How it Started
The doorbell interrupted Jenn mid-sentence.
“Must be UPS for you, Thomas,” I said.
“I don’t think so,” he said. “My next order shouldn’t come in until tomorrow; I tracked it this morning.”
“Well, somebody’s gotta get it,” I said.
Jenn and Thomas immediately put their fingers to the side of their noses.
“All you,” said Jenn, grinning.
A cop was at the door. He was an Asian guy, shorter than me, a bit overweight, carrying a battered notebook and a weary, lined face.
“Hi,” he said. “Do you live here?”
“Yeah,” I said. “Is there anything wrong?”
“I’m afraid there is,” he said. “Does Brent Scalia live here, also?”
“Sure,” I said. “What did he do?”
“I’m afraid I’m going to ask you to come with me,” he said.
“What did I do?” I asked.
“Nothing,” he said. “I need you to come to the medical examiner’s office.”
“The hospital?”
“No,” he said. “The morgue. Brent Scalia is dead.”

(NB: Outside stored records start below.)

PR #155, opened 2017-06-02
Patch/add search info to investment

feedmypixel:
- update add required arguments for `/v3/search`
- fix component name
- send in new arguments to component

### DIFF
--- a/src/controllers/investment-start.controller.js
+++ b/src/controllers/investment-start.controller.js
@@ -2,14 +2,13 @@ const router = require('express').Router()
 
 const { getInflatedDitCompany } = require('../services/company.service')
 const { getCompanyInvestmentProjects } = require('../repos/investment.repo')
-const { search } = require('../services/search.service')
+const { searchForeignCompany } = require('../services/search.service')
 const { getPagination } = require('../lib/pagination')
 
 function getHandler (req, res, next) {
   const clientCompanyId = req.query['client-company']
   const searchTerm = req.query['q']
   const promises = []
-  const searchType = 'company'
 
   if (clientCompanyId) {
     promises.push(getInflatedDitCompany(req.session.token, clientCompanyId))
@@ -20,12 +19,10 @@ function getHandler (req, res, next) {
   }
 
   if (searchTerm) {
-    promises.push(search({
+    promises.push(searchForeignCompany({
       token: req.session.token,
       page: req.query.page,
       searchTerm,
-      searchType,
-      uk_based: false
     }))
   } else {
     promises.push(Promise.resolve())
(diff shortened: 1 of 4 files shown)


feedmypixel:
To obtain foreign companies you need to `POST` the body param `uk_based:false`. The `searchService.search` needs some work to accept a method.

src/controllers/investment-start.controller.js
```diff
@@ -9,6 +9,7 @@ function getHandler (req, res, next) {
   const clientCompanyId = req.query['client-company']
   const searchTerm = req.query['q']
   const promises = []
+  const searchType = 'company'
```
teneightfive: Do we need to cache this variable actually? And doesn't search default to company anyway?

feedmypixel: nope old code - thats now been removed

src/services/search.service.js
```diff
@@ -25,6 +25,33 @@ function search ({ token, searchTerm, searchType, limit = 10, page = 1 }) {
...
 }
 
+// TODO discuss why this needs to be a POST rather than a GET like the default `/v3/search`
+// TODO this work has been abstracted for easy removal of code once this api call has has been changed to GET
+// TODO we have query params on a POST's url
+// TODO `uk_based` param is a string on the backend when it should be a boolean
+function searchForeignCompany ({ token, searchTerm, page = 1, limit = 10 }) {
+  const queryParams = {
+    offset: (page * limit) - limit,
+    limit
```
teneightfive: What's the deal with trailing commas now. I've started to add them but maybe we need a PR and rule change to enforce them if we would prefer that standard?

src/services/search.service.js
```diff
@@ -73,4 +100,4 @@ function searchLimited (token, term) {
   })
 }
 
-module.exports = { search, suggestCompany, searchLimited }
+module.exports = { search, searchForeignCompany, suggestCompany, searchLimited }
```
teneightfive: Multiple lines now?

feedmypixel:
@tyom @teneightfive I have updated this work to work with the `/v3/search/company` `post` endpoint. There are various things I have added `TODOs` for:

- discuss why this needs to be a POST rather than a GET like the default `/v3/search`
- this work has been abstracted for easy removal of code once this api call has has been changed to GET
- we have query params on a POST's url
- we have a param named `original_query` that is set to `term` on the backend, this needs aligning to other endpoints and changed to `term` in the request

Of not this work is also waiting for this PR to be merged https://github.com/uktrade/data-hub-leeloo/pull/237

feedmypixel:
I have also created `Jira > DH-293` around this work

PR #1160, opened 2018-01-12
DH-1357 Add actual land date to edit investment form and details view

ztolley:
Pretty much as it says in the title :) 

screencapture-localhost-3000-investment-projects-4fd1a994-74a0-4ebb-890b-73bd6c780de1-details-1515780349121
screencapture-localhost-3000-investment-projects-4fd1a994-74a0-4ebb-890b-73bd6c780de1-edit-details-1515780330223

### DIFF
--- a/src/apps/investment-projects/transformers/project.js
+++ b/src/apps/investment-projects/transformers/project.js
@@ -118,6 +118,7 @@ function transformInvestmentDataForView ({
   level_of_involvement,
   specific_programme,
   estimated_land_date,
+  actual_land_date,
 } = {}) {
   const businessActivities = castArray(business_activities).map(i => i.name)
   if (!isEmpty(other_business_activity)) {
@@ -139,6 +140,10 @@ function transformInvestmentDataForView ({
     level_of_involvement,
     specific_programme,
     estimated_land_date: !isEmpty(estimated_land_date) ? moment(estimated_land_date, 'YYYY-MM-DD').format('MMMM YYYY') : null,
+    actual_land_date: !isEmpty(actual_land_date) ? {
+      type: 'date',
+      name: actual_land_date,
+    } : null,
   }
 }
 
--- a/src/apps/investment-projects/transformers/project.js
+++ b/src/apps/investment-projects/transformers/project.js
@@ -1,9 +1,10 @@
 /* eslint-disable camelcase */
-const { castArray, get, isEmpty, isPlainObject, mapValues } = require('lodash')
+const { assign, castArray, get, isEmpty, isPlainObject, mapValues } = require('lodash')
 const format = require('date-fns/format')
 const moment = require('moment')
 
 const { formatCurrency, getInvestmentTypeDetails } = require('./shared')
+const { transformDateObjectToDateString } = require('../../transformers')
 
 function transformToApi (body) {
   if (!isPlainObject(body)) { return }
@@ -60,7 +61,9 @@ function transformToApi (body) {
     '01',
   ].join('-')
 
-  return Object.assign({}, body, formatted)
+  formatted['actual_land_date'] = transformDateObjectToDateString('actual_land_date')(body)
+
+  return assign({}, body, formatted)
 }
 
 function transformFromApi (body) {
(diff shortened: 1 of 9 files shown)


teneightfive:
Can we do something smart with the difference? Maybe saying whether it was x months early or late?

Maybe even combine them in the view?

src/apps/investment-projects/transformers/project.js
```diff
@@ -98,28 +101,56 @@ function transformFromApi (body) {
...
-    sector: get(data, 'sector.name', null),
-    business_activities: businessActivities.map(i => i.name).join(', '),
-    client_contacts: data.client_contacts.map(i => i.name).join(', '),
-    estimated_land_date: data.estimated_land_date ? moment(data.estimated_land_date).format('MMMM YYYY') : null,
-  })
+  const estimatedDate = moment(estimated_land_date, 'YYYY-MM-DD')
+  const actualDate = moment(actual_land_date, 'YYYY-MM-DD')
+
+  const investorCompanyLink = investor_company ? {
+    id: investor_company.id,
```
teneightfive: What's the need for the addition of the `id` property?

src/apps/investment-projects/transformers/project.js
```diff
@@ -98,28 +101,56 @@ function transformFromApi (body) {
...
+    name: get(investor_company, 'name'),
+    url: `/companies/${investor_company.id}`,
+  } : null
+
+  return {
+    investor_company: investorCompanyLink,
+    investment_type: getInvestmentTypeDetails(investment_type, fdi_type),
+    sector,
```
teneightfive: Can we list all shorthand at the top of the object definition to help readability. It's a pattern we've been using elsewhere.

src/apps/investment-projects/transformers/project.js
```diff
@@ -98,28 +101,56 @@ function transformFromApi (body) {
...
+    business_activities: businessActivities.join(', '),
+    client_contacts: castArray(client_contacts).map(i => i.name).join(', '),
+    description,
+    anonymous_description,
+    investor_type,
+    level_of_involvement,
+    specific_programme,
+    estimated_land_date: estimatedDate.isValid() ? estimatedDate.format('MMMM YYYY') : null,
```
teneightfive: We should probably be doing the date formatting using the nunjucks filters. Or if that's not always possible, using the date formats from the config file.

src/apps/investment-projects/transformers/project.js
```diff
@@ -98,28 +101,56 @@ function transformFromApi (body) {
...
+    actual_land_date: actualDate.isValid() ? {
+      type: 'date',
+      name: actual_land_date,
```
teneightfive: How does this get the value? Only seems to be passing a type and name. 

Is it also overkill to check that it's a valid date? We should be able to assume that if the API returns a value it is a date format?

ztolley: I'll try without the check but currently it's passes the type and name which is what the date formatter uses as value (I was confused with it using name ). Alternatively I could format it here so the result would be a valid string or null

src/apps/investment-projects/transformers/project.js
ztolley: Nope. Sorry. The return needs to be in order

ztolley: And Trust me I know the pattern ;)

src/apps/investment-projects/transformers/project.js
ztolley: Excellent question. It was there before?

ztolley:
I like the idea about differences, but for now.. we just need to get the field in

src/apps/investment-projects/transformers/project.js
ztolley: This passes the type and the value is sent to the name property. This seems to be a bug in the key value table macro as it differs from the metadata item usage that correctly uses value.  We need to do a follow up to change key value table to accept the date value in the 'value' property.

jim68000:
Yeah, there's no user need for measuring the differences.

PR #1174, opened 2018-01-19
DH-1447 : Fix issue handling empty expected land dates

ztolley:
Previous if no land date was provided an empty string was sent to the server which parsed it and turned it into a date in Jan 1970, if there is no expected land date the server expects a null value. Updated the form handler to accommodate this, and this makes it consistent with actual land date.

### DIFF
--- a/src/apps/investment-projects/transformers/project.js
+++ b/src/apps/investment-projects/transformers/project.js
@@ -55,11 +55,15 @@ function transformToApi (body) {
     return { id: value }
   })
 
-  formatted['estimated_land_date'] = [
-    body['estimated_land_date_year'],
-    body['estimated_land_date_month'],
-    '01',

The morgue is a place that you never want to visit while you’re still not dead; the building is in a severely industrial area of SOMA on Bryant Street near the freeway overpasses, a few blocks from the county jail. The cop let me sit in the front seat on our ride down.
“Tough day?” I said.
“Yeah,” he said. “Shuttling you there is the last thing I have to do before I clock off. Spent most of the day in the Tenderloin answering pick-up calls.”
“What’s a pick-up call?”
“Someone’s passed out on the sidewalk and a well-meaning tourist calls the cops to come pick him up. The guy on the sidewalk just wants to sleep, nobody else really cares, but we have to call in the paramedics and a social worker. A big mess each time, for someone who just wants to lie there in a haze and not bother anyone. But if you call, we respond. ”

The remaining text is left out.